Rosalie tressaillit et faillit laisser tomber ses couverts sur le sol. Entendre son père mentionner le mariage lui rappela un passage particulièrement désagréable du livre.
Rosalie Ashter, malgré son arrière-plan familial presque ruiné, était encore un atout très précieux sur le marché matrimonial - elle était l'incarnation de la beauté, de la grâce et de l'obéissance, même les nobles mariés désiraient secrètement après elle, tandis que les célibataires éligibles la couronnaient tous leur type idéal de femme.
Une telle louange aurait dû être un indicateur que Rosalie était la femme la plus désirable de tout l'Empire, et bien que cela était définitivement vrai, recevoir des lettres avec des propositions de mariage était une occasion très rare pour la famille Ashter.
Et tout cela à cause de Raphael.
Alors que le reste de la noblesse connaissait Raphael Ashter comme un frère attentionné et surprotecteur, en réalité, il était maladivement obsédé par sa sœur et menaçait chaque homme qui osait être assez audacieux pour approcher Rosalie avec une proposition de mariage, de couper leurs organes génitaux et de les accrocher aux portes d'entrée de leurs manoirs comme signe de leur indignité.
Lady Ashter n'aurait pas été dérangée par le comportement impitoyable de son frère s'il n'y avait pas eu un détail majeur - même si les propositions étaient rejetées et que les hommes qui les avaient envoyées n'osaient plus approcher la jeune fille, c'était toujours Rosalie qui devait payer le prix pour avoir reçu de telles propositions en premier lieu.
Ayant fait un effort incroyable pour supprimer son frissonnement, Rosalie avala une boule dure invisible dans sa gorge et répondit, sa voix tremblante encore,
"P-Père, je ne pense pas que ce soit le bon moment –"
"Le Jeune Duc William Amado est un bon gars. J'ai travaillé très dur pour organiser ce mariage et l'homme est prêt à nous payer beaucoup d'argent pour t'épouser, alors oublie tes caprices et prépare-toi à le rencontrer au banquet. La décision est finale."

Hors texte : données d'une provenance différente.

PR #817, opened 2025-03-10
feat(chat-client): handle 'openTab' requests

volodkevych:
## Problem

There is no way to request chat UI to open new or existing tab.

## Solution

The corresponding `openTab` logic was added and tested.
`@aws/language-server-runtimes` was updated to the latest release to contain new protocol.

## License

### DIFF
--- a/chat-client/src/client/mynahUi.ts
+++ b/chat-client/src/client/mynahUi.ts
@@ -278,8 +278,8 @@ export const createMynahUi = (
         return tabId ? mynahUi.getAllTabs()[tabId]?.store : undefined
     }
 
-    const createTabId = () => {
-        const tabId = mynahUi.updateStore('', tabFactory.createTab(false, disclaimerCardActive))
+    const createTabId = (needWelcomeMessages: boolean = false) => {
+        const tabId = mynahUi.updateStore('', tabFactory.createTab(needWelcomeMessages, disclaimerCardActive))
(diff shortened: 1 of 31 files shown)


chat-client/src/client/mynahUi.ts
```diff
@@ -399,11 +400,25 @@ ${params.message}`,
...
 
+    const openTab = (tabId?: string) => {
+        if (tabId && tabId !== mynahUi.getSelectedTabId()) {
+            mynahUi.selectTab(tabId)
+        }
+        if (!tabId) {
+            tabId = createTabId(true)
+        }
+
+        if (tabId) {
```
ege0zcan, line 411: Is there any chance that this if check returns false? Based on my understanding it is guaranteed to return true

ege0zcan (approved):

viktorsaws (approved):

chat-client/src/client/mynahUi.ts
volodkevych: If the tabs limit was reached.

ege0zcan: Makes sense, I forgot about the tab limit. What happens from the point of view of the server that requested the tab open in this case? If I am understanding the code correctly, we are not returning an error or a response to the server in this case and a server might be left waiting for a tab that will never open, is this the case or did I miss something?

L'homme appela le majordome pour débarrasser la table, puis quitta rapidement sa place et commença à marcher vers la porte, seulement pour s'arrêter juste derrière la chaise de sa fille. Après quelques instants d'hésitation, il laissa échapper un autre soupir irrité, et dit, étonnamment calmement,
"Je serai absent jusqu'à demain matin. Ton... frère rentre ce soir."
Il tendit le bras comme pour tenter de tapoter l'épaule de la jeune fille, mais le baissa rapidement, et sortit de la pièce, laissant Rosalie seule, tremblante comme un petit animal effrayé.